A nessuno verrebbe mai in mente di scegliere un dentista che non abbia mai fatto studi di medicina o pratica nel settore, un idraulico che non capisca “un tubo” e che creda che una pinza a pappagallo sia una specie di volatile esotico, un commercialista che non sappia nulla di imposte e dia i numeri.
Eppure la maggioranza degli italiani ha scelto un ministro del lavoro che non ha mai davvero lavorato in vita sua, affidandogli pure il dicastero dello sviluppo economico, un ministro degli interni con un curriculum da concorrente di quiz televisivi e che si era autodefinito “un nullafacente”, un ministro delle infrastrutture che confonde tunnel e valichi e ha idee vaghe sui diversi concessionari delle autostrade. Da tempi remoti, poi, il Ministero della Pubblica Istruzione o MIUR che dir si voglia, è occupato sovente da persone che sembrano messe lì a conferma di quanto sia davvero necessario, per tutti noi, istruirsi, studiare o almeno informarsi per non ridursi in quello stato.
Sembra un paradosso, ma facciamo molta attenzione a scegliere un imbianchino che lavori con cura, un buon meccanico per i malanni della nostra auto e un medico valido per i nostri acciacchi e poi affidiamo il presente e il futuro della nazione a persone con curriculum deprimenti, competenze inesistenti e comportamenti e linguaggio inadeguati alla carica.
Nel 1960 la campagna elettorale per la presidenza americana fu vinta sul filo di lana, per una manciata di voti da John Kennedy contro Richard Nixon. Quella di allora è ricordata come la prima campagna elettorale, “moderna”, nel senso che per la prima volta ebbero una forte influenza sull’esito i dibattiti televisivi, gli slogan e l’immagine del candidato filtrata dai media. Pare che a decidere le sorti della nazione sia stata allora la geniale trovata dei democratici di pubblicare una foto dell’avversario con in calce la domanda: “compreresti un’auto usata da quest’uomo?”. Davanti all’espressione e alla personalità di Nixon l’elettore indeciso fu messo “di fronte all’evidenza” e scelse l’avversario.

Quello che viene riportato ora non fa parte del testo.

PR #6655, opened 2018-12-04
fix(modals): regression with modals in angular

vakrilov:
Fix regression in modals in angular caused by #6637


vakrilov:
test ngapps

Issue #6628, opened 2018-11-27
Overlapping elements in ListView on ios


lcini17:
**Environment**
 - CLI: 5.0.1
 - Cross-platform modules: 5.2.0-2018-11-27-104751-03
 - Android Runtime: 5.0.0
 - iOS Runtime: 5.0.0

**Describe the bug**
Refer to https://github.com/NativeScript/nativescript-angular/issues/1599

On iOS, the ListView layout is rendered incorrectly, text is overlapping. This is happening with the elements that are not initially displayed on screen. This works fine with tns-core-modules version 4.2.1. 

On Android, the ListView works fine.

**To Reproduce**
Create a ListView with a StackLayout large enough to go off the screen and then scroll to the bottom of the list.

**Expected behavior**
Correctly display ListView without elements overlapping.

melineric:
Adding iosOverflowSafeArea="false" to every StackLayout within the ListView template fixed it for me.

lcini17:
@melineric  Thank you :)

NickIliev:
@lcini17 can you create a Playground demo of your scenario (I've used [this one ](https://play.nativescript.org/?template=play-tsc&id=aEvc6O)but was not able to reproduce the case)

For anyone interested in what `iosOverflowSafeArea` property is doing, [here is the documentation reference.](https://docs.nativescript.org/ui/layouts/layouts#iosoverflowsafearea-property)

NickIliev:
Closing this one as the issue is not reproducible with the latest `tns-core-modules` and [the test Playground.](https://play.nativescript.org/?template=play-tsc&id=aEvc6O) 
@lcini17 if you are still experiencing this one please do not hesitate to contact me and if possible provide more information (or demo) on how to reproduce the issue.

PR #6656, opened 2018-12-04
fix(listview-ios): incorrect layout when scroll

MartoYankov:
Fixes https://github.com/NativeScript/nativescript-angular/issues/1626
Fixes https://github.com/NativeScript/NativeScript/issues/6628

During the first layout of the list view items, they have no window. On scroll when laying out the next items, they suddenly have a window. Maybe because of recycling. This is not the actual issue however. The problem is that for some reason the coordinates of these views in this window are negative, i.e. wrong. Not sure what is causing that.

The easiest and cleanest way to fix this would be to make the `iosOverflowSafeArea` property inherited and assign it as `false` to the list view cell. However, we can't do this by design - containers and components must have different default values. So the next best thing is add a new property which can be inherited - `iosOverflowSafeAreaEnabled`. Setting this to `false` would disable the setting of the other property to the View and all its children.

### DIFF
--- a/apps/app/ui-tests-app/issues/issue-ng-repo-1626.ts
+++ b/apps/app/ui-tests-app/issues/issue-ng-repo-1626.ts
@@ -1,0 +1,31 @@
+import { fromObject } from "tns-core-modules/data/observable";
+
+export function onLoaded(args) {
+    const page = args.object;
+    page.bindingContext = fromObject({
+        items: [
+            { id: 1, name: "Ter Stegen", role: "Goalkeeper" },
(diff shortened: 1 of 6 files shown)


marcocasadio:
In a RadListView if I scroll up/down I get this issue:
before
after

NickIliev:
@marcocasadio a PR is not the place to report an issue - please post your issue in the respective repository (in your case with RadListView that would be [https://github.com/telerik/nativescript-ui-feedback/issues)](https://github.com/telerik/nativescript-ui-feedback/issues)

Issue #6690, opened 2018-12-10
ModalView StatusBar color issue


tsonevn:
**Environment**
Provide version numbers for the following components (information can be retrieved by running `tns info` in your project folder or by inspecting the `package.json` of the project):
 - CLI: 5.0.3
 - Cross-platform modules:  5.0.5
 - Android Runtime: 5.0

Setting up [StatusBar color](https://docs.nativescript.org/ui/theme#status-bar-considerations), while changing the colors in `App_Resources/Android/colors.xml`, will not be respected when the ModalView is opened in fullscreen mode. The issue can be recreated with [nativescript-sdk-examples-js](https://github.com/NativeScript/nativescript-sdk-examples-js/tree/master/app/ns-ui-category/modal-view/basics).
![7aad22fc-9ce2-49cb-966d-08cd61f62307_image001](https://user-images.githubusercontent.com/17448734/49733241-a728fb00-fc89-11e8-939e-06d3854fdbe4.gif)

t.1364644

PR #6691, opened 2018-12-10
set the correct application theme while creating the dialog fragment

tsonevn:
Set the correct application theme while creating the dialog fragment. 
The current code `this.getTheme` always returns  `0` and does not set the correct theme for the fragment. 

 Fixes https://github.com/NativeScript/NativeScript/issues/6690


tsonevn:
test

PR #6729, opened 2018-12-19
fix-next: undefined root view when reapplying styles

vchimev:
Error:
```
JS ERROR TypeError: undefined is not an object (evaluating
'application_1.getRootView()._onCssStateChange')
```

Steps:
- `tns run <platform> --hmr`
- make a change in application styles
- restart the application

### DIFF
--- a/tns-core-modules/application/application-common.ts
+++ b/tns-core-modules/application/application-common.ts
@@ -89,7 +89,7 @@ export function livesync(context?: HmrContext) {
         reapplyAppCss = extensions.some(ext => context.module === fileName.concat(ext));
     }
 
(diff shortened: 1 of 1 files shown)


tns-core-modules/application/application-common.ts
```diff
@@ -89,7 +89,7 @@ export function livesync(context?: HmrContext) {
         reapplyAppCss = extensions.some(ext => context.module === fileName.concat(ext));
     }
 
-    if (reapplyAppCss) {
```
manoldonev: No need to call the method twice -- store the result of the first execution in a variable and use it instead. :)

vchimev:
test

PR #6755, opened 2019-01-04
fix(tab-view): remove onBackPressed override

ADjenkov:
Android back button will exit the app, instead going back to previous list page, when using lazy loaded nested named <page-router-outlets> inside TabViewItems. 

_This happens only if using <TabView> as a root component (template-tab-navigation-ng template)._
 
Remove onBackPressed override, since the topmost() frame is now properly assigned when switching between tab view items.

Fix https://github.com/NativeScript/nativescript-angular/issues/1680


ADjenkov:
test ngapps

Issue #6863, opened 2019-02-05
TextView content shifts up on every other newline character input


manoldonev:
**Environment**
 - CLI: 5.1.1
 - Cross-platform modules: 5.1.2
 - iOS Runtime: 5.1.1

**Describe the bug**
iOS TextView content shifts up and gets partially clipped on every other newline character input 

**To Reproduce**
1. Input some text
2. Input newline -- textview resizes properly but content shifts up and gets partially clipped
3. Input newline -- textview resizes properly and content offset is OK -- content visible

**Expected behavior**
Textview should not exhibit alternating behavior on inputing newline -- content should always be visible

**Sample project**
Playground project: https://play.nativescript.org/?template=play-tsc&id=c8e1hS&v=2

**Additional context**
The cause of the problem is described [here](https://stackoverflow.com/a/42480403/9332825):

> The problem is that UITextView's scroll animation and your frame setting action were happened at the same time. UITextView internally scrolls the texts you currently typing to visible when typed one more character at the end of the line or typed the new line character. But the scroll animation does not need because you are expanding the textview. Unfortunately we can't control textview's internal scroll action so the text scrolls to the top of the expanded textview weirdly. And that weird scroll makes unnecessary bottom padding too.

PR #6864, opened 2019-02-05
fix(ios): textview content clipped on every other newline

manoldonev:
Fixes: https://github.com/NativeScript/NativeScript/issues/6863

### DIFF
--- a/tns-core-modules/ui/text-view/text-view.ios.ts
+++ b/tns-core-modules/ui/text-view/text-view.ios.ts
@@ -95,6 +95,16 @@ class UITextViewDelegateImpl extends NSObject implements UITextViewDelegate {
     }
 }
 
+class NoScrollAnimationUITextView extends UITextView {
+    // see https://github.com/NativeScript/NativeScript/issues/6863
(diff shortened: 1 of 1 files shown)


tns-core-modules/ui/text-view/text-view.ios.ts
```diff
@@ -95,6 +95,16 @@ class UITextViewDelegateImpl extends NSObject implements UITextViewDelegate {
     }
 }
 
+class NoScrollAnimationUITextView extends UITextView {
+    // see https://github.com/NativeScript/NativeScript/issues/6863
+    // UITextView internally scrolls the text you are currently typing to visible when newline character
+    // is typed but the scroll animation is not needed because at the same time we are expanding
+    // the textview (setting its frame)
+    public setContentOffsetAnimated(contentOffset: CGPoint, animated: boolean): void {
```
vakrilov: Are there cases that we actually want the default scrolling behavior - for example when you have set the width/height properties explicitly?

SvetoslavTsenov:
test ngapps tsapps

SvetoslavTsenov:
test groceries

Issue #6348, opened 2018-10-04
Accessing NativeScript component properties with CSS


pushqrdx:
### Tell us about the problem
According to the docs you can set a component property using CSS as longs as it's of a primitive type; However, trying to set `androidTabsPosition` property of the TabView doesn't seem to work.

### Which platform(s) does your issue occur on?
Android

### Please provide the following version numbers that your issue occurs with:
- CLI: latest

### Please tell us how to recreate the issue in as much detail as possible.
[Playground Reproduction](https://play.nativescript.org/?template=play-vue&id=kyxr9o)

### Is there code involved? If so, please share the minimal amount of code needed to recreate the problem.

```
    TabView {
        tab-background-color: #53ba82;
        selected-tab-text-color : white;
        android-selected-tab-highlight-color: #71f7ad;
        android-tabs-position: "bottom";
    }
```

pushqrdx:
@tsonevn Why marked as a feature. It's an unexpected behavior! because the docs say otherwise.

Issue #5372, opened 2018-02-02
[SearchBar] Allow setting textFieldHintColor and textFieldBackgroundColor via CSS


PeterStaev:
### Tell us about the problem
Setting `text-field-hint-color` and `text-field-background-color` properties in CSS has no effect. This is because the properties are not defined as `CssProperty` https://github.com/NativeScript/NativeScript/blob/0f14101238fa44b7b58f2c382b0c31a4aae93777/tns-core-modules/ui/search-bar/search-bar-common.ts#L25-L29
I don't see a reason why those cannot be set up as `CssProperties` with the respective names so we can easily set those through css. 

### Which platform(s) does your issue occur on?
Both

### Please provide the following version numbers that your issue occurs with:
- CLI: 3.4.1
- Cross-platform modules: 3.4
- Runtime(s): 3.4.1

Issue #5355, opened 2018-01-30
textWrap NativeScript property is not accessible via CSS


NickIliev:
As stated in [this documentation section](https://docs.nativescript.org/ui/styling#accessing-nativescript-component-properties-with-css) the NativeScript specific properties should be accessible via CSS
with syntax like
```CSS
Label {
    text-wrap: true;
}

StackLayout {
    orientation: horizontal;
}
```

However, the `text-wrap` can't be set via CSS. Playground demo demonstrating the issue can be found [here](https://play.nativescript.org/?template=play-tsc&id=IUOq0x) - reported via the feedback form.

NickIliev:
Marking this one as a feature as we can use `white-space` CSS property to set the wrapping.
For example:
```
Label {
    white-space: normal;
}
```

PR #6889, opened 2019-02-11
fix(css): widget properties in css didn't work

MartoYankov:
Based on the docs - https://docs.nativescript.org/ui/styling#accessing-nativescript-component-properties-with-css - A developer can declare non-CSS widgets properties in the CSS and this would work if the properties accept text based value.

This works only for lowercase only properties, i.e. single word camel case, and it seems this never worked for multi-word camel case properties. The example in the docs works, but properties like `textFieldBackgroundColor` of the `SearchBar` didn't work. The solution to this bug is to allow the developer to declare such properties as kebab case like this `text-field-background-color`.

This actually implements a number of issues marked as features:
Fixes https://github.com/NativeScript/NativeScript/issues/5355
Fixes https://github.com/NativeScript/NativeScript/issues/5372
Fixes https://github.com/NativeScript/NativeScript/issues/6348

Docs needed:
https://docs.nativescript.org/angular/ui/styling#accessing-nativescript-component-properties-with-css

### DIFF
--- a/tests/app/ui/search-bar/search-bar-tests-native.android.ts
+++ b/tests/app/ui/search-bar/search-bar-tests-native.android.ts
@@ -23,6 +23,15 @@ export function getNativeHintColor(searchBar: searchBarModule.SearchBar): colorM
     return undefined;
 }
 
+export function getNativeTextFieldBackgroundColor(searchBar: searchBarModule.SearchBar): colorModule.Color {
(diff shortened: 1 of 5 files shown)


SvetoslavTsenov:
test package_version#rc

dtopuzov:
test package_version#rc

PR #6892, opened 2019-02-12
fix(ios-frame): tearDownUI and reset UINavigationController

ADjenkov:
**The problem**: The memory allocated for the modal view, with Frame inside, is not released.

**Solution**: [iOS] Reset reference to UINavigationController in Frame when UINavigationController view disappeared. _`_teadDownUI` method will call `disposeNativeView` where the clean up is done_


ADjenkov:
test package_version#latest

PR #7998, opened 2019-10-22
chore(hook): Check for min required webpack version

vakrilov:
## PR Checklist

## What is the new behavior?
Add a hook that will throw an error if building Angular project without the required version fo `nativescript-dev-webpack` (1.3.0)

### DIFF
--- a/nativescript-core/cli-hooks/before-checkForChanges.js
+++ b/nativescript-core/cli-hooks/before-checkForChanges.js
@@ -1,13 +1,62 @@
 const semver = require("semver");
 
+const webpackPackageName = "nativescript-dev-webpack";
+
 module.exports = function ($staticConfig, hookArgs) {
     const cliVersion = semver.parse($staticConfig.version);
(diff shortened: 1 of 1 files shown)


nativescript-core/cli-hooks/before-checkForChanges.js
```diff
@@ -1,13 +1,62 @@
 const semver = require("semver");
```
DimitarTachev: We should not rely on a semver dependency in the app

vakrilov: The hook that was generated by the `nativescript-hooks` plugin is actually requiring a file *inside* the `@nativescript/core` package. Here is the code of the hook:
```
module.exports = require("@nativescript/core/cli-hooks/before-checkForChanges.js");
```

The `nativescript-core/cli-hooks/before-checkForChanges.js` is actually inside the `@nativescript/core` package which has a dependency to `semver`. So the `require` will work as expected.

PR #8003, opened 2019-10-22
refactor: android.R to const for perf reasons

manoldonev:
Kudos to @vakrilov for tracking this!


SvetoslavTsenov:
test --ignore uitests#${sha1} api19 api24

PR #8008, opened 2019-10-23
feat(css-classes): add system appearance CSS class to modal root view

vchimev:
Depends on https://github.com/NativeScript/NativeScript/pull/8005.


MartoYankov:
The fact that we are changing the API of the system classes module now makes me think we might want or need to change it in the future too. I suggest all exported methods start with underscore and document the module as internal use only.

vchimev:
I am reworking this and going to open a new pull request.

Issue #8094, opened 2019-11-13
[Android] Nested frame wrong background after parent navigation


ADjenkov:
Steps: 
1. Start nested-frame-navigation application
2. Go to "Page W/ Frame"
3. Go to "Navigate to some page" (any transition)
4. Back
5. Go to nested "Player One (flip transition)"

Expected: white background instead of:
![image](https://user-images.githubusercontent.com/5860190/68766198-1c821600-0627-11ea-8736-00bfb147fe5a.png)

PR #8095, opened 2019-11-13
fix(frame): nested frame wrong background after parent navigation

ADjenkov:
Fix https://github.com/NativeScript/NativeScript/issues/8094


manoldonev:
test --ignore api24

Issue #7374, opened 2019-06-19
Support requestAnimationFrame


edusperoni:
**Is your feature request related to a problem? Please describe.**
Currently, there isn't a way to call a function when a frame "ticks". This also makes using RxJS's `animationFrameScheduler` throw an error.

**Describe the solution you'd like**
Implement `requestAnimationFrame` and `cancelAnimationFrame`.

**Describe alternatives you've considered**
`setInterval(() => ..., 16);`

**Additional context**
I've already implemented it 😅 

https://play.nativescript.org/?template=play-ng&id=62Ge6S&v=3

I've tested on android, might need `zonedCallback`. Worked out of the box + using `animationFrameScheduler`.

I'd open a PR, but I'm not sure if this falls into `timer` or `fps-meter`, as I use `fps-meter/fps-native` and `timer` does not have a `common` implementation.

Edit: updated the demo for a case where a callback would be canceled by another callback and we'd end up with undefined in the for loop

tsonevn:
Hi @edusperoni,
I reviewed the attached project, however, I am not sure that  I am understanding, where the issue is. On that matter, can you provide some more info about the problem and what you are trying to achieve as a final result?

La trovata pubblicitaria dei democratici è servita allora a risvegliare l’elettorato e aiutarlo a fare “mente locale”. L’idea di immaginare la stessa domanda in calce alle tante fotografie dei vari leader presenti e passati a cui abbiamo affidato il futuro nostro e dei nostri figli può aiutare anche noi, oltre mezzo secolo dopo, a capire se quel capitale di fiducia che abbiamo dato a chi ci governa è stato ben riposto o se sia meglio correre ai ripari, prima che sia troppo tardi.